Coca-Cola Says Diet Sodas Doing Better After Revamping

AP Photo/Keith Srakocic
This April 24, 2017, photo shows a Coca-Cola delivery van in downtown Pittsburgh. Coca-Cola is reporting strong profit and revenue numbers, thanks in part to rising demand for Diet Coke and Coca-Cola Zero Sugar in North America. The Atlanta company on Wednesday, July 25, 2018, posted second-quarter profit of $2.32 billion, or 54 cents per share.


ATLANTA (AP) — Coca-Cola says its diet sodas are selling better after undergoing some image changes.

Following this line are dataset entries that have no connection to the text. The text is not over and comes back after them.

PR #1644, opened 2026-08-24
Publish audit events from the Osquery API views

np5:
The web console records every change to an Osquery object since [#1642](https://github.com/zentralopensource/zentral/pull/1642). The API changed the same objects with no record of it, so an operator could not tell which of the two made a change, or that a change came from a service account at all.

This is the second of four changes. The models and the management views came first. The standard pack import and the missing endpoint for the runs come later.

## Commits

**1. `osquery:` publish audit events from the API views**

The seven list views move to `ListCreateAPIViewWithAudit`, and the seven detail views to `RetrieveUpdateDestroyAPIViewWithAudit`. The bases set the permission classes and the filter backend, so those lines come out of each view. The two views that refuse to delete an object still in use keep their `perform_destroy()`: the audited base deletes and then publishes, in that order.

**2. `osquery:` paginate the API list endpoints**

The seven list endpoints answered with the whole table. They answer with a page now: 50 objects by default, 500 at most.

## PATCH is a 405

The audited base only accepts the full update. This is a fix and not only a rule, because the serializers assume every declared field is there:

| Endpoint | What a PATCH did |
|---|---|
| `/queries/<pk>/` | `KeyError` on `compliance_check_enabled` → **500** |
| `/enrollments/<pk>/` | `KeyError` on `secret` → **500** |
| `/file_categories/<pk>/` | slug computed from a name that is absent → **the object was renamed to `none`** |
| `/packs/<pk>/` | the same |

`slugify(None)` gives `"none"`, because `slugify()` calls `str()` on its argument first. A `PATCH` that carried only a description therefore renamed the object, or was refused because another object already had the slug `none`. No test in the suite sent a `PATCH`.

## Orderings

Pagination needs a total ordering. An ordering on a column that is not unique lets a row move between two pages, and the client reads it twice or not at all.

| Endpoint | Ordering | Total because |
|---|---|---|
| ATCs, configurations, file categories, packs, queries | `name` | the name is unique on those models |
| Enrollments, configuration packs | `pk` | those models have no name |

## Effect on the open pull requests

The orderings and the list assertions are the ones of [#1628](https://github.com/zentralopensource/zentral/pull/1628), taken from that branch. Its Osquery part is a deletion now, and not a merge. The Osquery part of [#1641](https://github.com/zentralopensource/zentral/pull/1641) is a deletion as well: the audited base sets the same method list.

## Tests

7985 tests pass. Patch coverage is 100%. The 21 create, update and delete tests assert the event, and one test walks the seven detail endpoints to check the 405. The first commit passes the full suite on its own.

### DIFF
--- a/CHANGELOG.md
+++ b/CHANGELOG.md
@@ -17,6 +17,8 @@ Zentral publishes a `zentral_audit` event when a user creates, updates or delete
 
 A run that stops other runs of the same query — the "Halt current runs" option — now publishes one event for each stopped run. Before, the other runs ended with no record of it.
 
+The Osquery API publishes the same `zentral_audit` events as the web console now. The nine endpoints of the automatic table constructions, the configurations, the configuration packs, the enrollments, the file categories, the packs and the queries were the last ones that changed an object with no record of it.
+
 
 #### Santa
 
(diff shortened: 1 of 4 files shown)


soysauceconspiracy (approved):
LGTM

PR #1645, opened 2026-08-24
Split the Osquery pack import events

np5:
An import of a standard pack changes a pack, its pack queries, the queries they schedule and their compliance checks, in one request. It reported that with two event types of its own, written two years before `AuditEvent` existed, under a comment that called them the audit trail.

This is the third of four changes. The models, the management views and the API views came first. The missing endpoint for the runs comes last.

## The two events did two jobs

**A job only they can do.** The report of the import: the result as a whole, including `present`, which says that the import ran and changed nothing, and the counts of the pack queries created, updated, deleted and left alone. `AuditEvent` has no action for a change that did not happen, and it describes one object at a time.

**A job `AuditEvent` does better.** The record of each object. The removed events carried a partial difference instead of the two values, they never declared their linked objects, so they did not reach the page of the object they reported, and `osquery_pack_query_update` reported a pack query and the query it schedules together, with the SQL of the query under a `query` key.

So the report keeps the first job, and audit events take the second. `osquery_pack_query_update` is removed. An import publishes one report and one audit event per changed object, under one event UUID, the report first, so a reader can gather the whole import from any one of its events.

The upload in the web console goes through the same code, so it publishes the same events. It was the last way to change a pack with no audit trail.

## The response does not change

`PUT /api/osquery/packs/<slug>/` still answers with `result`, `query_results`, `pack` and `updates`. `updates` comes out of the *event* only — the audit event of the pack carries the whole value before and after, which says more.

## A write that should not have happened

The import adopts a query that already exists when a pack query is missing. It saved that query whatever the file said, because the flag that recorded the change was set before the comparison and not inside it:

```python
for attr, new_val in query_defaults.items():
    query_updated = True          # before the comparison
    old_val = getattr(query, attr)
    if old_val != new_val:
        ...
```

That write was invisible. As an audit event it is a change whose value before and after are the same, published on every import. `test_import_pack_adopting_an_unchanged_query_does_not_report_a_change` covers it, and fails when the flag is put back where it was.

## One more thing

The first commit fixes a defect from [#1642](https://github.com/zentralopensource/zentral/pull/1642). The compliance check status events have always linked a distributed query under `osquery_run`. The audit events of the runs used `osquery_distributed_query`, the key built from the verbose name, so the two halves of the history of a run never met. The model declares `linked_objects_key` now — the attribute added in [#1643](https://github.com/zentralopensource/zentral/pull/1643) for exactly this. `osquery_run` wins because it is the older key, because the web console calls these objects runs, and because no released version wrote the other one.

Tell me if you want that commit in its own pull request.

## Tests

7994 tests pass. Patch coverage is 100%.

### DIFF
--- a/CHANGELOG.md
+++ b/CHANGELOG.md
@@ -17,6 +17,8 @@ Zentral publishes a `zentral_audit` event when a user creates, updates or delete
 
 A run that stops other runs of the same query — the "Halt current runs" option — now publishes one event for each stopped run. Before, the other runs ended with no record of it.
 
+An import of a standard Osquery pack publishes a `zentral_audit` event for each object it changes, next to the `osquery_pack_update` event that reports the import. The import changed packs, queries and pack queries with no audit trail, and it is the only way to change several of them at once.
+
 The Osquery API publishes the same `zentral_audit` events as the web console now. The nine endpoints of the automatic table constructions, the configurations, the configuration packs, the enrollments, the file categories, the packs and the queries were the last ones that changed an object with no record of it.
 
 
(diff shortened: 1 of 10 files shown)


soysauceconspiracy (approved):
LGTM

The Atlanta company said Wednesday it sold more Coca-Cola Zero Sugar in North America during the second quarter, following a name change to make clearer the drink doesn't contain any sugar. Before, the drink was just called Coke Zero, and the company said not everyone knew what that meant.

Diet Coke, which has been struggling for years, is also showing improvement, the company said. The familiar silver cans were recently revamped to be taller and slimmer, and the drink was offered in different flavors. Although sales volume for Diet Coke dipped 1 percent in the quarter, the company said pricing lifted revenue from the brand.

The improvement comes as Coca-Cola and rival PepsiCo try to adapt to an increasingly competitive marketplace by relying on a wider array of drinks. But the companies are also still trying to maintain the popularity of their namesake brands, including their diet sodas.

In North America, Coca-Cola said sparkling soft drink volume edged up 1 percent on double-digit growth in Coca-Cola Zero Sugar during the second quarter. Water, enhanced water and sports drinks climbed 5 percent, helped by strong growth in Powerade. Juice volume fell, mostly on package downsizing across the portfolio and deprioritizing lower-margin juice drink brands.

Globally, it said sales volume rose, boosted by strong results in Asia.

For the three months ended June 29, Coca-Cola earned $2.32 billion, or 54 cents per share. A year earlier the Atlanta company earned $1.37 billion, or 32 cents per share.

Coca-Cola got a boost from a $42 million gain related to discontinued operations.

Removing one-time gains or losses, earnings were 61 cents per share. That's a penny better than what analysts surveyed by Zacks Investment Research expected.

Total revenue for the quarter slipped to $8.93 billion as the company refranchised bottling operations, but still beat forecasts for $8.54 billion.